- _EXERCISE_: The reply to the records below should contain exactly the lines from the line with "Fix URL validation" through the line with "We have a good", and nothing besides.

[Stored data entries]
....

PR #385, opened 2024-02-10
Fix URL validation to allow for kubernetes types

### LINKED ISSUE #384: Kubernetes Ingress - URN parser error
Screenshot 2024-02-10 at 16 13 53

pawelprazak:
- allow for a dot in the URN's module part

fixes #384

### DIFF
--- a/core/src/main/scala/besom/types.scala
+++ b/core/src/main/scala/besom/types.scala
@@ -181,7 +181,7 @@ object types:
       *
       * type       = package ":" [ module ":" ] type name ;
       * package    = identifier ;
-      * module     = identifier ;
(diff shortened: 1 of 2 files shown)


lbialy (approved):
I'm wondering how many exceptions to the schema were going to find. We have to release 0.2.1 on Mon.

pawelprazak:
We have a good indication from the codegen. Not that much.

A mitigation strategy would be to unify the Pulumi model in a common module, for things like type tokens and urn's, but we'd have to carefully think it through first. The benefit would be that we already know from codegen what kind of exceptions are there in all schemas in the registry. The downside would be the coupling and more moving parts.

....

- _ANSWER SECTION_:
Fix URL validation to allow for kubernetes types

### LINKED ISSUE #384: Kubernetes Ingress - URN parser error
Screenshot 2024-02-10 at 16 13 53

pawelprazak:
- allow for a dot in the URN's module part

fixes #384

### DIFF
--- a/core/src/main/scala/besom/types.scala
+++ b/core/src/main/scala/besom/types.scala
@@ -181,7 +181,7 @@ object types:
       *
       * type       = package ":" [ module ":" ] type name ;
       * package    = identifier ;
-      * module     = identifier ;
(diff shortened: 1 of 2 files shown)


lbialy (approved):
I'm wondering how many exceptions to the schema were going to find. We have to release 0.2.1 on Mon.

pawelprazak:
We have a good indication from the codegen. Not that much.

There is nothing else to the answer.